- **EXERCISE GOAL**:
Repeat, line for line, the entries below from the first line to the line containing "migration version 20", counting both ends.

- **EXERCISE DATA**:
-*-

PR #2210, opened 2026-08-02
fix(native): mirror JS migration v20 (edges.dynamic_kind) in Rust init_schema (#2001)

### LINKED ISSUE #2001: Rust native init_schema() never adds edges.dynamic_kind column (JS migration v20 has no Rust mirror)
## Summary

`src/db/migrations.ts` migration version 20 adds `edges.dynamic_kind` (`ALTER TABLE edges ADD COLUMN dynamic_kind TEXT` + index) — used to tag dynamic-call sink edges (e.g. `unresolved-dynamic`, `reflection`, `computed-key`, `value-ref`, `eval`).

The Rust mirror, `NativeDatabase::init_schema()` in `crates/codegraph-core/src/db/connection.rs` (doc comment: "Mirrors `initSchema()` from `src/db/migrations.ts`"), has no equivalent migration — its `MIGRATIONS` const stops at `version: 19` (the P6 full-rebuild sentinel) and never adds `dynamic_kind`.

Despite this, many native extractors actively write to that column: `crates/codegraph-core/src/extractors/{java,dart,groovy,scala,lua}.rs` (and others) set `dynamic_kind: Some(...)` on emitted calls, and `db/repository/edges.rs`'s bulk-insert SQL explicitly includes `dynamic_kind` in its `INSERT OR IGNORE INTO edges (...)` column list.

## Impact

On any database whose schema was initialized/migrated exclusively through the Rust path (`init_schema()`) without ever having JS's `migrations.ts` apply migration 20 first, `edges` has no `dynamic_kind` column — so every edge insert that includes it should fail (rusqlite "no such column" style error), silently dropping the dynamic-call sink edges these extractors are specifically designed to emit. In practice this may be masked by JS always opening/migrating the DB before native inserts run in today's pipeline, but that's an implicit ordering dependency, not a guarantee — and it means the Rust engine's schema self-sufficiency is broken for this column.

## Suggested fix

Add a `version: 20` migration to Rust's `MIGRATIONS` const mirroring the JS `ALTER TABLE edges ADD COLUMN dynamic_kind TEXT` + `CREATE INDEX idx_edges_dynamic_kind` exactly, per the file's own "any changes here MUST be reflected there" contract.

## How this was found

Found while investigating issue #1865 (`reconnectReverseDepEdges` sibling-count edge case) — out of scope for that fix, filing separately per repo scope-discipline convention.

### LINKED ISSUE #2066: bug: native engine's init_schema() never mirrors migration v20 (edges.dynamic_kind), but do_insert_edges always references it

carlos-alm:
## Summary

Rust's `MIGRATIONS` array (`crates/codegraph-core/src/db/connection.rs`) stopped at `version: 19`, never adding the `edges.dynamic_kind` column that `src/db/migrations.ts`'s migration v20 adds. Despite this, several native extractors (java, dart, groovy, scala, lua, ...) set `dynamic_kind` on emitted calls, and `db/repository/edges.rs`'s bulk-insert SQL unconditionally references the column — so any database whose schema was initialized purely through the native `init_schema()` path (never touched by JS's `initSchema()` first) would fail every edge insert with `no such column: dynamic_kind`.

## Fix

Added the missing `version: 20` migration, mirroring the JS `ALTER TABLE`/`CREATE INDEX` exactly, in the correct array position between v19 and v21 — the apply loop tracks `current_version` incrementally through the array in iteration order, so the new entry must sit between them, not after v21 (which would have been silently skipped otherwise since `20 > 21` is false).

## Verification

- Opened a fresh `:memory:` database via `NativeDatabase` directly, called `init_schema()` with **no prior JS migration involved at all**, and confirmed `edges.dynamic_kind` now exists (`PRAGMA table_info(edges)` includes it)
- Added a Rust unit test (`init_schema_adds_edges_dynamic_kind_column`) covering this exact scenario for durable regression coverage
- `cargo test --release` (crates/codegraph-core): 670 passed
- `npm test`: 260 files, 4207 passed, 30 skipped, 2 todo, 0 failed
- `npm run lint` / `cargo build --release`: clean, no warnings

This also fixes #2066, an independently-filed duplicate of this exact gap (same root cause, same suggested fix).

Closes #2001
Closes #2066

### DIFF
--- a/crates/codegraph-core/src/db/connection.rs
+++ b/crates/codegraph-core/src/db/connection.rs
@@ -337,8 +337,13 @@ const MIGRATIONS: &[Migration] = &[
         // dataflow_vertices and dataflow_summary on the next `codegraph build`.
         up: "SELECT 1",
     },
-    // NOTE: TS migration v20 (edges.dynamic_kind) has no Rust counterpart yet — see #2066.
-    // v21 below is independent of it (a standalone new table), so this gap does not block it.
+    Migration {
+        version: 20,
+        up: r#"
+      ALTER TABLE edges ADD COLUMN dynamic_kind TEXT;
+      CREATE INDEX IF NOT EXISTS idx_edges_dynamic_kind ON edges(dynamic_kind) WHERE dynamic_kind IS NOT NULL;
+    "#,
+    },
     Migration {
         version: 21,
         up: r#"
@@ -1618,4 +1623,36 @@ fn row_to_json(
         map.insert(col_names[i].clone(), val);
     }
     serde_json::Value::Object(map)
+}
+
+#[cfg(test)]
+mod tests {
+    use super::*;
+
+    /// Regression for #2001/#2066: a database whose schema was initialized
+    /// purely through the native `init_schema()` (never touched by the TS
+    /// `initSchema()` in src/db/migrations.ts) must still end up with
+    /// `edges.dynamic_kind` — migration v20 was missing from Rust's
+    /// `MIGRATIONS` array entirely, so `do_insert_edges`'s unconditional
+    /// `dynamic_kind` column reference would fail with "no such column" on
+    /// any DB that only ever ran the native migration path.
+    #[test]
+    fn init_schema_adds_edges_dynamic_kind_column() {
+        let db = NativeDatabase::open_read_write(":memory:".to_string(), None)
+            .expect("open_read_write should succeed for :memory:");
+        db.init_schema().expect("init_schema should succeed");
+
+        let conn = db.conn().expect("connection should still be open");
+        let mut stmt = conn.prepare("PRAGMA table_info(edges)").unwrap();
+        let has_dynamic_kind = stmt
+            .query_map([], |row| row.get::<_, String>(1))
+            .unwrap()
+            .filter_map(Result::ok)
+            .any(|name| name == "dynamic_kind");
+
+        assert!(
+            has_dynamic_kind,
+            "edges.dynamic_kind column missing after native-only init_schema()"
+        );
+    }
 }
--- a/crates/codegraph-core/src/db/connection.rs
+++ b/crates/codegraph-core/src/db/connection.rs
@@ -744,6 +744,21 @@ impl NativeDatabase {
                 let _ =
                     conn.execute_batch("ALTER TABLE edges ADD COLUMN dynamic INTEGER DEFAULT 0");
             }
+            // #2001/#2066: version-gated migration v20 alone cannot repair a
+            // native-only database whose schema_version was already advanced
+            // past 20 by the pre-fix MIGRATIONS array (which jumped straight
+            // from v19 to v21, never applying v20) — its stored version being
+            // >= 21 makes the `migration.version > current_version` gate skip
+            // v20 forever on every subsequent init_schema() call. This
+            // unconditional, reality-checked backfill (mirroring the
+            // confidence/dynamic columns just above) repairs those databases
+            // too, not just fresh ones.
+            if !has_column(conn, "edges", "dynamic_kind") {
+                let _ = conn.execute_batch("ALTER TABLE edges ADD COLUMN dynamic_kind TEXT");
+            }
+            let _ = conn.execute_batch(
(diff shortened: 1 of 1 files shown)


carlos-alm:
Good catch — fixed in 0d0ba059. Added `edges.dynamic_kind` to the existing unconditional "legacy column compat" backfill block (the same one that already repairs `edges.confidence`/`edges.dynamic` for pre-migration-system databases), which runs after the version-gated migration loop regardless of `schema_version`. This repairs databases already stamped past v20 by the pre-fix `MIGRATIONS` array, not just fresh ones.

Added a regression test (`init_schema_repairs_edges_dynamic_kind_on_a_database_already_past_v20`) that simulates the exact prior-bug state — schema stamped to version 23, `dynamic_kind` dropped back out — and confirms `init_schema()` repairs it.

carlos-alm:
@greptileai

carlos-alm:
Good catch — fixed in 341894c2. Propagated the `ALTER TABLE edges ADD COLUMN dynamic_kind` failure instead of swallowing it with `let _ =`. Since `dynamic_kind` is referenced unconditionally by every edge insert (`db/repository/edges.rs`), a silently failed repair would have let `init_schema()` report success while leaving edge inserts broken with a much harder-to-diagnose "no such column" error at insert time. Left the partial-index creation (`CREATE INDEX ... idx_edges_dynamic_kind`) as best-effort since it's non-critical for correctness — by the time it runs the column is guaranteed to exist.

carlos-alm:
@greptileai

-*-

- **TASK SOLUTION**:
PR #2210, opened 2026-08-02
fix(native): mirror JS migration v20 (edges.dynamic_kind) in Rust init_schema (#2001)

### LINKED ISSUE #2001: Rust native init_schema() never adds edges.dynamic_kind column (JS migration v20 has no Rust mirror)
## Summary

`src/db/migrations.ts` migration version 20 adds `edges.dynamic_kind` (`ALTER TABLE edges ADD COLUMN dynamic_kind TEXT` + index) — used to tag dynamic-call sink edges (e.g. `unresolved-dynamic`, `reflection`, `computed-key`, `value-ref`, `eval`).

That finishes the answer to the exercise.